Sean Jacobs, Hip Hop Republican, 1 September 2016
Irish mixed martial artist Conor McGregor has returned to the high peaks of stardom and notoriety following his ‘rematch’ win over opponent Nate Diaz. While many don’t usually turn to McGregor as a source of insight on current affairs, it was his recent comment in the lead up to the fight that caught my eye:
I am just trying to do my job and fight here. I am paid to fight. I am not yet paid to promote. I have become lost in the game of promotion and forgot about the art of fighting. There comes a time when you need to stop handing out flyers and get back to the damn shop. 50 world tours, 200 press conferences, 1 million interviews, 2 million photo shoots, and at the end of it all I’m left looking down the barrel of a lens, staring defeat in the face, thinking of nothing but my incorrect fight preparation.
McGregor’s exaggerations – ‘millions’ of photo shoots and interviews – were clearly angered embellishments to the excessive promotional demands of his federation. Yet it’s his core complaint – hype at the expense of action – that has become a tired feature of many professional arenas, especially Western politics. The incessant demand for news and sensation is shaping and undermining not just the provincial concerns of fight preparation but modern governance itself.
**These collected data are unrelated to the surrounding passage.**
PR #31, opened 2014-12-11
[ADD] product supplier check

vrenaville:
Add a constraint that check that the supplier enter is not your company
It's a improvement combining to this https://github.com/OCA/OCB/pull/94

### DIFF
--- a/product_supplier_check/product_supplier_check.py
+++ b/product_supplier_check/product_supplier_check.py
@@ -1,0 +1,50 @@
+# -*- coding: utf-8 -*-
+##############################################################################
+#
+#    Author Vincent Renaville. Copyright 2013 Camptocamp SA
+#
+#    This program is free software: you can redistribute it and/or modify
+#    it under the terms of the GNU Affero General Public License as
+#    published by the Free Software Foundation, either version 3 of the
+#    License, or (at your option) any later version.
+#
+#    This program is distributed in the hope that it will be useful,
+#    but WITHOUT ANY WARRANTY; without even the implied warranty of
+#    MERCHANTABILITY or FITNESS FOR A PARTICULAR PURPOSE.  See the
+#    GNU Affero General Public License for more details.
+#
+#    You should have received a copy of the GNU Affero General Public License
+#    along with this program.  If not, see <http://www.gnu.org/licenses/>.
+#
+##############################################################################
+from openerp.osv import orm
+
+
+class product_product(orm.Model):
+    _inherit = "product.product"
+
+    def _supplier_not_company(self, cr, uid, ids, context=None):
+        company_pool = self.pool['res.company']
+        # Get all company
+        all_company_ids = company_pool.search(cr, uid, [], context=context)
+        all_partner_company = company_pool.read(cr, uid,
+                                                all_company_ids,
+                                                ['partner_id'],
+                                                context=context)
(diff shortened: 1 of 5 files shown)


vrenaville:
Travis Failed but not on my module

product_supplier_check/product_supplier_check.py
```diff
@@ -0,0 +1,50 @@
...
+                                                all_company_ids,
+                                                ['partner_id'],
+                                                context=context)
+        company_partner_ids = [x['partner_id'][0] for x in all_partner_company]
+        # Get all partner attached to partner
+        current_product = self.browse(cr, uid, ids, context=context)[0]
+        product_supplier_ids = [x.name.id for x in current_product.seller_ids]
+        intersection_partner = set(company_partner_ids).intersection(
+            product_supplier_ids)
+        if intersection_partner:
```
pedrobaeza, line 40: Better `return not intersection_partner`

product_supplier_check/product_supplier_check.py
```diff
@@ -0,0 +1,50 @@
...
+            # some supplier refer to our company so refuse it
+            return False
+        else:
+            return True
+
+    _constraints = [
+        (_supplier_not_company, """You cannot defined
```
pedrobaeza, line 47: Don't put triple quota because it introduces line feeds. You can put:

```
(_supplier_not_company, "You cannot defined "
"your company has a product supplier",
...
```

pedrobaeza:
I'm seeing that this functionality is very weak for a module. Why don't you simply remove 'Supplier' check on company partner?

gdgellatly:
:-1: 

@vrenaville This might seem harsh, it isn't meant to be, I really do get what you are trying to do here.

I have a few reasons for this:
It is very old without update
A python check is being down on a one2many model, rather than the model itself
It isn't multicompany compatible
It takes no account of child records or the company_id of the seller record.
It will give different results depending on user access rights 
It could be done entirely as an SQL check constraint on product.supplierinfo, it has no reason to depend on product at all.  Moreover product.seller_ids is really related to product templates.
No tests.
It is targeted at 7.0 and I am not sure we want to target new modules with minimal functionality at an old branch.

I don't agree with @pedrobaeza that unticking supplier is the same, but realistically this kind of check should really be done not here but in procurement workflow.  From memory it does raise an error there, but it can be overridden to suppress that error and choose a different action.  In fact I imagine the kernel of the idea for this module was that error message causing scheduler failure.  I agree we need a way to solve this, just don't think this is the right way.

It is not seller_ids that is relevant, but rather seller_id or whatever record is selected by procurement workflow.  As an example, I do have this problem.  Multicompany 9 companies all buying off each other.  Commonly 1 will act as a central supplier to the other 8, so no company_id set on supplierinfo.  Then a lower sequence with company_id set for that 1 (or else raise a production order, as buy when seller is maker triggers MO in workflow). Then catch and suppress that stupid error but that was a quick fix.

I don't know but feels to me like rather than a seperate module in product-attribute it might be better as part of a module in a more procurement workflow related repo.

vrenaville:
@gdgellatly Thanks for your comment, I have a create this module for a wrong reason, We found that the solution of Pedro is more efficient, we juste cleaned wrong data by SQL.
We think that this problem is introduced by migrations from V5 -> V7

In 2013 conservative Australian prime minister Tony Abbott came to government with a sound commitment to ‘get politics off the front page’, have ‘an adult conversation’ with the Australian people and fulfil an unwritten desire to move away from the demands of a restless news cycle. Abbott, like McGregor, sought space to practice his art. ‘I asked for some leeway,’ lamented McGregor. ‘I did not shut down all media requests. I simply wanted a slight adjustment.’